Dataset content section start

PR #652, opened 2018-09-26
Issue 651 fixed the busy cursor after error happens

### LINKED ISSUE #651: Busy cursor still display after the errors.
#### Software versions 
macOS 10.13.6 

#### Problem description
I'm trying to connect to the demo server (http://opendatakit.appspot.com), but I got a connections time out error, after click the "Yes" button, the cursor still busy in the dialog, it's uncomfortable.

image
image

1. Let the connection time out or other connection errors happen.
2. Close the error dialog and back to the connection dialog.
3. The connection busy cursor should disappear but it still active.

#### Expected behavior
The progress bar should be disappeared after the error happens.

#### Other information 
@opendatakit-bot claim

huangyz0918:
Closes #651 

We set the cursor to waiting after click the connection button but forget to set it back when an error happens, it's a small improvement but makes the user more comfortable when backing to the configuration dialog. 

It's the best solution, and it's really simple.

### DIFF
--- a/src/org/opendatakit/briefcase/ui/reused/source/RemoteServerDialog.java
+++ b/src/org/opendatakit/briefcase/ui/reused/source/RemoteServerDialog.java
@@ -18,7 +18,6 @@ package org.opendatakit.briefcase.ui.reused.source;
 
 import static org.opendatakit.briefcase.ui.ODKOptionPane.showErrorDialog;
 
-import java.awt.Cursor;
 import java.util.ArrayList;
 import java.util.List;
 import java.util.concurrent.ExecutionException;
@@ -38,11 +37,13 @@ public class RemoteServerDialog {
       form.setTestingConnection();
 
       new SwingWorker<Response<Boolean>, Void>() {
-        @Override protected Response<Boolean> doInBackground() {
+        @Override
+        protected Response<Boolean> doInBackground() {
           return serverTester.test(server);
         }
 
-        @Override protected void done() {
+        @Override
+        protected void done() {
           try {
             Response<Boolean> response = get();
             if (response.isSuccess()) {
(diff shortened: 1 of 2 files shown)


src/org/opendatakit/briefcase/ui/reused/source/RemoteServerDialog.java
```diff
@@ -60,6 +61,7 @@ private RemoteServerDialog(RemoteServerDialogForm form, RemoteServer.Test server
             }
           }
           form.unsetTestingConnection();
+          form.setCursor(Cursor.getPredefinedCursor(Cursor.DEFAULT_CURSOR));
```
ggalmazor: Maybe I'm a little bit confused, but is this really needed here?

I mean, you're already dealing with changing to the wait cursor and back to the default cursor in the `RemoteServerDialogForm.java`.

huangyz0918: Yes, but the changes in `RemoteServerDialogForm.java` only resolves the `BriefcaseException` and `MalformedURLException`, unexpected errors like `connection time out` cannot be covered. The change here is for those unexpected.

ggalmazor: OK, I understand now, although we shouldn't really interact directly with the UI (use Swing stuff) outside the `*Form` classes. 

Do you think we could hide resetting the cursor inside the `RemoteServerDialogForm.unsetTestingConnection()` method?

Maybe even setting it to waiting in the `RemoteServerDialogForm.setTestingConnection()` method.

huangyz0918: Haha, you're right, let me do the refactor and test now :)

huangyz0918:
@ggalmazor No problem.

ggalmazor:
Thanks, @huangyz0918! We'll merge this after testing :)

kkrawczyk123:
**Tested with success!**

Dataset content section end
Dataset content section start

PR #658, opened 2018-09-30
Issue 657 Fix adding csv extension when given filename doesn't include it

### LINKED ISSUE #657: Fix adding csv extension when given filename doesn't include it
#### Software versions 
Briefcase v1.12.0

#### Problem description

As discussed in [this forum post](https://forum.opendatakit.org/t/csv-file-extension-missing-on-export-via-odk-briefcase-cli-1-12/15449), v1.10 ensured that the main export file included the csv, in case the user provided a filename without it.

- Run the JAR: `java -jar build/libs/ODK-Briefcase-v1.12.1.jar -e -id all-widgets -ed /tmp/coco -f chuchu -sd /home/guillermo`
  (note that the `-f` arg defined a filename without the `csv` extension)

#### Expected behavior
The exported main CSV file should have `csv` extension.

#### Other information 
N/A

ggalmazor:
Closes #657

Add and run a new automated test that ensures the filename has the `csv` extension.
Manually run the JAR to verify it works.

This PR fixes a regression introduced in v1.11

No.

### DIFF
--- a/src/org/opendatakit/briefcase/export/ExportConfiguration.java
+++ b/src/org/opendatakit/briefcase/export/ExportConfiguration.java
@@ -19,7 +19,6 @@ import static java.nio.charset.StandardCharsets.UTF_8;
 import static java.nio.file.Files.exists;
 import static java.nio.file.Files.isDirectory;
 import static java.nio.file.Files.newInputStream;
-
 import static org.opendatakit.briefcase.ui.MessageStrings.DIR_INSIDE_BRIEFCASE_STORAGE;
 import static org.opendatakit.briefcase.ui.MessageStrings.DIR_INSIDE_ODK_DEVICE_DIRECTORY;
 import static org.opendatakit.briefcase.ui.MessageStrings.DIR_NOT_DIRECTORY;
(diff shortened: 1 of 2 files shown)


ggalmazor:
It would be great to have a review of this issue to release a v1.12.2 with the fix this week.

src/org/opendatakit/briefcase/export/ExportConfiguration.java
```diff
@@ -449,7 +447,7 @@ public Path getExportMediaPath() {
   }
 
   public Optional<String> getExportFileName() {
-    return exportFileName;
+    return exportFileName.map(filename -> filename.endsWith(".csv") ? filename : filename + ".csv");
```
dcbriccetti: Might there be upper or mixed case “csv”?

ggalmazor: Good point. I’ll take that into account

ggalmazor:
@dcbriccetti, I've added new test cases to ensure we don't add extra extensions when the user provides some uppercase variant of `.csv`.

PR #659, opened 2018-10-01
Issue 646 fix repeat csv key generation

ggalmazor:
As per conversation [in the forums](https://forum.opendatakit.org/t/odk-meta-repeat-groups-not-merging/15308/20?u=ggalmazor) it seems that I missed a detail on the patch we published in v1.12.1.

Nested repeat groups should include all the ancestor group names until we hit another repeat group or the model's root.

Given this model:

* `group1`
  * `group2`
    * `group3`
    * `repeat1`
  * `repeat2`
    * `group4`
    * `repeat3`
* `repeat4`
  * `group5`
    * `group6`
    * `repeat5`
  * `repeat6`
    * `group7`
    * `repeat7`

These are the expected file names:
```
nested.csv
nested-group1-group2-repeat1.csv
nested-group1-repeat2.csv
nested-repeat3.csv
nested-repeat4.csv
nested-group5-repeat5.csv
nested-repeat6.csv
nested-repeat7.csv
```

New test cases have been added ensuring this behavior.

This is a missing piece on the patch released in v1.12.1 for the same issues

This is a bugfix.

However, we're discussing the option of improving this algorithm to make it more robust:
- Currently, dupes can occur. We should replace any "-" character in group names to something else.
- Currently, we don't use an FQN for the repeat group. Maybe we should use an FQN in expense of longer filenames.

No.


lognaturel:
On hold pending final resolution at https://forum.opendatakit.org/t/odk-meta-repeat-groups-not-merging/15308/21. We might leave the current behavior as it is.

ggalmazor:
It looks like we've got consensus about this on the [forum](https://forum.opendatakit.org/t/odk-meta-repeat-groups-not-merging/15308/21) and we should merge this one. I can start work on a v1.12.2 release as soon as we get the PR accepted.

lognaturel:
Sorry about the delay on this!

Dataset content section end

In the entries above, how many lines include the word "patch"? Give only that number.

### Answer space
2